Exercise description: Go line by line through the data below and work out how many lines contain "tests"; the answer is that number alone.

Collected data:
PR #86, opened 2026-08-23
feat(judge): judge as a config-file section — shared schema, server loader, eval precedence

yoarajota:
## Judge as a config-file section — PIVOT (for review)

Main is the exact pre-pivot state (`364859a` + revert commits `3b0c1f3`/`2c16f39`); this PR is the structure half of the judge-config pivot:

- **Shared schema** (`packages/shared/src/judge/`): `JudgeAppConfig`, types **z.infer-derived** from the schemas (the intent-packet convention) with a type-level drift test. `providerType: "openai-compatible" | "rule" | "mock"`, `baseUrl`, `modelName`, `apiKeyEnv` (secret by NAME, agent pattern), `temperature`, `timeoutMs`, `retryCount`, `responseFormatJson`, plus the `jury` array. DeepSeek is no longer a provider type. Parse-time refinements mirror the runtime jury guards: duplicate labels (including judge-N default collisions) and duplicate (baseUrl, modelName) endpoints are rejected before any judge runs; inline secrets rejected like the agent LLM section.
- **Server loader** (`config/judge-config.ts`): `loadJudgeConfig(path)` + `loadJudgeSectionFromSimulationConfig` — the walk-up for the `judge` section now **stops at the workspace root** (`pnpm-workspace.yaml`), so a stray `~/config/index.json` cannot repoint or hard-fail runs — + `getJudgeConfigPath` in `config-path.ts` (generalized resolver, `getConfigPath` semantics unchanged). `SimulationAppConfig` gains `judge?`.
- **Eval loader** (`llm/judge-config.ts`): precedence `--judge-config <path>` > `config/index.json` `judge` section > env > defaults. The env tier is byte-identical to the pre-pivot `judgeConfig()` (verified across 8 env profiles, re-verified after the review fixes). `judgeConfig()` survives as a thin **envOnly** compat call (no file tiers). File-tier secrets resolve **only** via `apiKeyEnv` — the ambient `PERFECTMAN_LLM_API_KEY` never rides along to a file-named endpoint. Validated-but-unconsumed keys (`responseFormatJson`; `retryCount` until the stacked superset PR) and unknown keys (typo surface, e.g. `baseURL`) **warn at load** instead of silently no-op'ing.
- **Provider dispatch**: `--judge rule|llm` is an explicit shorthand override of `providerType`; `rule`/`mock` (deterministic `MockJudgeProvider`)/`openai-compatible` dispatch; the file's `jury` resolves through the same loader. `bench --judge llm` with a jury runs the median verdict and threads **`juryVoterCount`/`juryFailed` into the report** (a 3-juror jury with 2 errors is a traceable single-judge read, per #77/#81 visibility); `--per-turn` + jury now **throws** instead of silently ignoring.
- **Docs**: `docs/eval/README.md` gains the file-form example, reserved-keys limits, and the calibrate/jury note.

**Known deltas to flag (reviewer-requested):**
- `calibrate` now honors `PERFECTMAN_JUDGE_BASE_URL` where pre-pivot it consulted only `PERFECTMAN_LLM_BASE_URL` — almost certainly an improvement; the "env tier byte-identical" claim covers **bench** (and the compat `judgeConfig()`), with calibrate inheriting the unified loader.
- If this PR merges without the stacked superset (#87), `retryCount` and `responseFormatJson` are dead config keys — the loader warns about both.

Validation: build/typecheck 4/4; **97 files / 1014 tests**; audit 922 its, 0 violations; gate bench **35 scenarios, signal 100.0%, probe pass 89.9% — PASSED**; both sweep evidence files byte-identical; env-only judge resolution byte-identical across 8 profiles.


packages/eval/src/cli/bench.ts
```diff
@@ -176,11 +167,18 @@ export async function runBench(opts: {
...
       const judgeResult =
-        judgeMode === "llm"
-          ? perTurn
-            ? await llmJudgePerTurn(scenario, artifact.events, judgeConfig())
-            : await llmJudge(scenario, artifact.events, judgeConfig())
-          : { axes: ruleJudge(scenario, artifact.events, artifact.probeResults, artifact.passedSignals / Math.max(1, artifact.totalSignals)), salvaged: false };
+        judgeMode === "openai-compatible"
+          ? resolvedJudge.jury && resolvedJudge.jury.length > 0
+            ? {
+                axes: (await juryJudge(scenario, artifact.events, resolvedJudge.jury)).axes,
```
caiotheodoro: bug: the jury path keeps only `.axes` and hardcodes `salvaged: false`, discarding `failed`, `perJudge`, and `voterCount` — a 3-juror jury with 2 errored jurors silently degrades to a single-judge verdict with zero trace, which is exactly the failed-juror visibility #77/#81 established (and the median's outlier resistance holds "ONLY when >= 3 jurors survive" per juryJudge's own doc). Thread `voterCount` and `failed` into the report, or at minimum warn when `failed` is non-empty.

packages/shared/src/judge/judge-config.schema.ts
```diff
@@ -0,0 +1,69 @@
...
+  .superRefine(rejectInlineSecrets);
+
+export const JudgeAppConfigSchema = judgeConfigObject
+  .extend({ jury: z.array(JudgeEntryConfigSchema).optional() })
+  .superRefine(rejectInlineSecrets)
+  .superRefine((config, ctx) => {
+    // Mirror of the runtime guard in eval's juryJudge (`Duplicate jury
+    // judge labels`) — the file is rejected before any judge ever runs.
+    const labels = (config.jury ?? []).map((j) => j.label ?? "");
+    const duplicates = labels.filter((label, i) => label !== "" && labels.indexOf(label) !== i);
```
caiotheodoro: risk: the parse-time guard is half the runtime one — unlabeled entries are skipped here but the runtime defaults labels to `judge-${i}`, so a partially-labeled jury passes parse and throws mid-bench; and the runtime endpoint-disjointness check ("a jury must be independently sourced") has no parse-time mirror, so a same-endpoint jury dies only after the first scenario's generation completes. Apply both in the superRefine, and note in the doc that disjointness is endpoint-level — family diversity (the #77 requirement) still isn't expressible.

packages/eval/src/cli/bench.ts
```diff
@@ -176,11 +167,18 @@ export async function runBench(opts: {
...
+                salvaged: false,
+              }
+            : perTurn
```
caiotheodoro: risk: `--per-turn` is silently ignored when the file configures a jury — the jury branch short-circuits before the perTurn ternary. Throw on the combination or route each juror through `llmJudgePerTurn`.

packages/eval/src/cli/bench.ts
```diff
@@ -20,37 +20,22 @@ import {
...
-    // Set PERFECTMAN_JUDGE_TEMPERATURE=0 for deterministic calibration runs.
-    temperature: tempSet && Number.isFinite(tempRaw) ? tempRaw : 1.0,
-    timeoutMs: 90000,
-  };
+/**
+ * Compatibility view of the judge loader for programmatic callers: the
+ * env-resolved endpoint config, exactly as the pre-pivot judgeConfig()
+ * returned it (no file, no CLI shorthand).
+ */
+export function judgeConfig(): Promise<import("../judge/judge.js").LLMJudgeConfig> {
```
caiotheodoro, line 38: risk: the compat `judgeConfig()` is now async (breaking for programmatic callers) and its "env-resolved, no file" docstring is wrong — `loadJudgeConfig([])` still walks up to a `config/index.json` judge section, and the walk-up continues past the repo root, so a stray `~/config/index.json` can repoint or hard-fail every bench/calibrate run including rule-judge gate runs. Add an envOnly option for the compat path and stop the walk-up at the workspace root.

packages/eval/src/llm/judge-config.ts
```diff
@@ -0,0 +1,135 @@
...
+}
+
+function resolveEntry(
+  entry: JudgeConfigBase,
+  envDefaults: EnvJudgeDefaults,
+): LLMJudgeConfig {
+  return {
+    baseUrl: entry.baseUrl ?? envDefaults.baseUrl,
+    model: entry.modelName,
+    apiKey: entry.apiKeyEnv ? process.env[entry.apiKeyEnv] : envDefaults.apiKey,
```
caiotheodoro: risk: file-tier entries without `apiKeyEnv` silently inherit `PERFECTMAN_LLM_API_KEY` as the bearer for whatever baseUrl the file names — the ambient secret can be sent to an unrelated endpoint listed in a shared config file, contradicting the resolve-by-name contract. In the file tier, resolve keys only via `apiKeyEnv`, or restrict the fallback to the default baseUrl. (The rest of the secret hygiene checks out: name-only resolution, inline keys rejected, no config in reports.)

packages/eval/src/llm/judge-config.ts
```diff
@@ -0,0 +1,135 @@
...
+    temperature: tempSet && Number.isFinite(tempRaw) ? tempRaw : defaultTemperature,
+    timeoutMs: 90000,
+  };
+}
+
+function resolveEntry(
+  entry: JudgeConfigBase,
+  envDefaults: EnvJudgeDefaults,
+): LLMJudgeConfig {
+  return {
```
caiotheodoro, line 78: risk: `resolveEntry` drops `responseFormatJson` (and `retryCount` until #87) after successful parse — silent no-ops — and `.passthrough()` means typo'd keys like `baseURL` are silently ignored while the env fallback quietly wins. Also no `extraBody` in judge config, so the default local judge can't disable think-mode by config and survives only via the parser's think-stripping. Document the reserved keys in the README example and warn on unconsumed ones.

packages/eval/src/cli/calibrate.ts
```diff
@@ -94,7 +87,7 @@ export async function main(): Promise<void> {
     // scored the transcripts. Golden labels were authored against the mock
     // baseline, so LLM-judged calibration reads mock transcripts too.
     mode: "mock" as const,
-    judge: judgeMode,
+    judge: providerType === "openai-compatible" ? "llm" : "rule",
```
caiotheodoro: nit: a `providerType: "mock"` run is recorded as `judge: "rule"` in the calibration report — evidence mislabeling. Also: a configured jury is ignored by calibrate (single llmJudge), unlike bench — worth one sentence somewhere.

packages/eval/src/cli/calibrate.ts
```diff
@@ -24,31 +26,20 @@ function argValue(flag: string): string | undefined {
...
+  const judgeFlag = argValue("--judge");
+  if (judgeFlag !== undefined && judgeFlag !== "rule" && judgeFlag !== "llm") {
+    console.error(`unknown --judge value: ${judgeFlag} (expected rule|llm)`);
     process.exit(2);
   }
   const out = argValue("--out");
 
+  // Calibration is an agreement measurement — determinism by default
+  // (temperature 0 rather than bench's heuristic 1.0).
+  const resolvedJudge = await loadJudgeConfig(args, { defaultTemperature: 0 });
```
caiotheodoro, line 39: nit: calibrate now honors `PERFECTMAN_JUDGE_BASE_URL` where pre-pivot it consulted only `PERFECTMAN_LLM_BASE_URL` — almost certainly an improvement, but the "env tier byte-identical" claim covers bench only; flag this calibrate delta in the body.

packages/shared/src/judge/judge-config.schema.ts
```diff
@@ -0,0 +1,69 @@
...
+    if (duplicates.length > 0) {
+      ctx.addIssue({
+        code: z.ZodIssueCode.custom,
+        message: `Duplicate jury judge labels: ${[...new Set(duplicates)].join(", ")}`,
+      });
+    }
+  });
```
caiotheodoro: nit: five of the new files end without a trailing newline.

caiotheodoro (commented):
One bug and five risks inline; the precedence/back-compat engineering is well done. Verified: the re-raise is byte-identical to the merged-then-reverted #83 (identical tree hashes), nothing landed in docs/eval/evidence during the 24-minute merged window, and the full gate passes on this head (1001/1001 tests, signals 100%). Two PR-wide notes: judge-config.types.ts is hand-written rather than z.infer-derived and has no drift test — the packet-schema convention this claims to follow; and if #86 merges without #87, both retryCount and responseFormatJson are dead config keys.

Solution for this problem: 2